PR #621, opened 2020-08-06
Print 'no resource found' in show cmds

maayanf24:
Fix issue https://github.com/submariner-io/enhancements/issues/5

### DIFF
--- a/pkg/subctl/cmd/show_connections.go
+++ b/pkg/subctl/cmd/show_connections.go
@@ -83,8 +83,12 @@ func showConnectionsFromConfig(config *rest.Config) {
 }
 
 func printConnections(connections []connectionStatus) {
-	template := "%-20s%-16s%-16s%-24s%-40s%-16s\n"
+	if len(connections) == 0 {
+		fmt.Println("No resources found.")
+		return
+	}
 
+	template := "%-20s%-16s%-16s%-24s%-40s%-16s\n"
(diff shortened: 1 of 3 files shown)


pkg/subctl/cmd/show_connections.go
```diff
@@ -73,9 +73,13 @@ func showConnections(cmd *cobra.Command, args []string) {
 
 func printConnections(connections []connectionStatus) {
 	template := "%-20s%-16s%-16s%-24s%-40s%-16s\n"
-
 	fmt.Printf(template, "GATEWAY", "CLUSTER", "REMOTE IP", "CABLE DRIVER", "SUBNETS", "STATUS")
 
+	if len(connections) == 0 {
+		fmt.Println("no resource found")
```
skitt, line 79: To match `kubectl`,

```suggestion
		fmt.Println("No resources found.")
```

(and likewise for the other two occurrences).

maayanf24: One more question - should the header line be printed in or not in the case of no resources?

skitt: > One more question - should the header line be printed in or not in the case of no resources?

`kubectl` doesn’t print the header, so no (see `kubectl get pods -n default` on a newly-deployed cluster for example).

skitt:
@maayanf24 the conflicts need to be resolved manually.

——————

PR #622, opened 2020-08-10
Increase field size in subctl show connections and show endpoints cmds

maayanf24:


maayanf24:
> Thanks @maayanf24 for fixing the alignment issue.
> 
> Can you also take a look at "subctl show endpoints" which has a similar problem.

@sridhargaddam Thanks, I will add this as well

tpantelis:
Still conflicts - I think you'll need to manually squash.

——————

PROBLEM STATEMENT — The reply should consist solely of the lines above from the one that has "Increase field size" through the one that has "Still conflicts - I", reproduced exactly.

SOLUTION FOR THIS PROBLEM —
Increase field size in subctl show connections and show endpoints cmds

maayanf24:


maayanf24:
> Thanks @maayanf24 for fixing the alignment issue.
> 
> Can you also take a look at "subctl show endpoints" which has a similar problem.

@sridhargaddam Thanks, I will add this as well

tpantelis:
Still conflicts - I think you'll need to manually squash.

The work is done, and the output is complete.